The question should read:

The sum of two positive integers is 588 and their greatest common factor is 49. How many such pairs of numbers can be formed?

We are told that the greatest common factor of two integers is 49. So, these integers are \(49x\) and \(49y\), for some positive integers \(x\) and \(y\). Notice that \(x\) and \(y\) must not share any common factor but 1, because if they do then GCF of \(49x\) and \(49y\) will be more that 49.

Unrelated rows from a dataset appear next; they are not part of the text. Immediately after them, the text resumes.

PR #101, opened 2022-04-06
Cleanup dependencies

pnuu:
This PR cleans up dependencies of the package in the following way:
- use `pyresample.parse_area_file` instead of `satpy.get_area_def` to reduce number of additional packages
- make `pyresample`, `pytroll-schedule` and `watchdog` optional dependcies of Geographic Gatherer
- make `s3fs` optionl dependency of S3Stalker
- add `pyresample` a requirement for running unit tests where it already were required

The main motivation is to reduce the number of necessary packages installed, for example when creating a container for a single task.

The use of `pyresample.parse_area_file` means that the area definition file isn't automatically located based on `SATPY_CONFIG_PATH` environment variable, and instead `area_definition_file` needs to be defined in the configuration file of Geographic Gatherer.

In addition unused `pytroll_collectors.file_notifiers` module were removed.


pnuu:
Although the tests pass, I'll still try to run a live test with geographic gatherer to see that it really works.

pnuu:
And the latest commits should handle and report the missing config option.

pnuu:
I'm trying to test what was the effect on Docker image size for `segment_gatherer`. Seem to be getting timeouts when updating things, so might take a while.

pytroll_collectors/geographic_gatherer.py
```diff
@@ -90,7 +91,7 @@ def _setup_publisher(self):
     def _setup_triggers(self):
         """Set up the granule triggers."""
         for section in self._config.sections():
-            regions = [get_area_def(region)
+            regions = [parse_area_file(self._config.get(section, 'area_definition_file'), region)[0]
```
mraspaud, line 94: Should we default to `SATPY_CONFIG_DIR/areas.yaml` to keep some kind of backward compatibility?

mraspaud (commented):
Just one question, otherwise lgtm

pytroll_collectors/geographic_gatherer.py
pnuu: Ok, I'll add that.

pnuu:
The docker image size for `segment_gatherer` dropped from 1.97 GB to 784 MB, so quite nice improvement. The base image I'm using is already 449 MB.

pnuu:
Also the size of Docker image for `geographic_gatherer` dropped from the 1.97 GB down to 826 MB with the latest commit that makes `geographic_gatherer.py` to work solely on Posttroll messages.

mraspaud (approved):
LGTM!

PR #102, opened 2022-04-07
Make it possible to disable nameserver connections for publisher in Segment and Geographic gatherers

pnuu:
With the current version, `posttroll.publisher.NoisyPublisher` is used directly, which means it requires a `nameserver` to connect to. This PR makes it possible to disable this requirement by usage of `posttroll.publisher.create_publisher_from_dict_config()` introduced in https://github.com/pytroll/posttroll/pull/35 . When the `nameserver` connections are disabled, the message consumer connects to the publish port by defining a full address and port.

Next, we know that \(49x+49y=588\) --> \(x+y=12\) --> since \(x\) and \(y\) don't share any common factor but 1 then (x, y) can be only (1, 11) and (5, 7) (all other pairs (2, 10), (3, 9), (4, 8), (6, 6) do share common factor greater than 1). So, there are only two pairs of such numbers possible: 49*1=49 and 49*11=539 AND 49*5=245 and 49*7=343.

Answer: E.

P.S. Please read and follow: 11-rules-for-posting-133935.html (points 3 and 8).
Show more


Hi Bunuel.... aren't we supposed to count the two pairs (1,11) and (5,7) twice? "unique pair" is not mentioned in the question. Aren't we supposed to mark C(4 pairs) as the right choice?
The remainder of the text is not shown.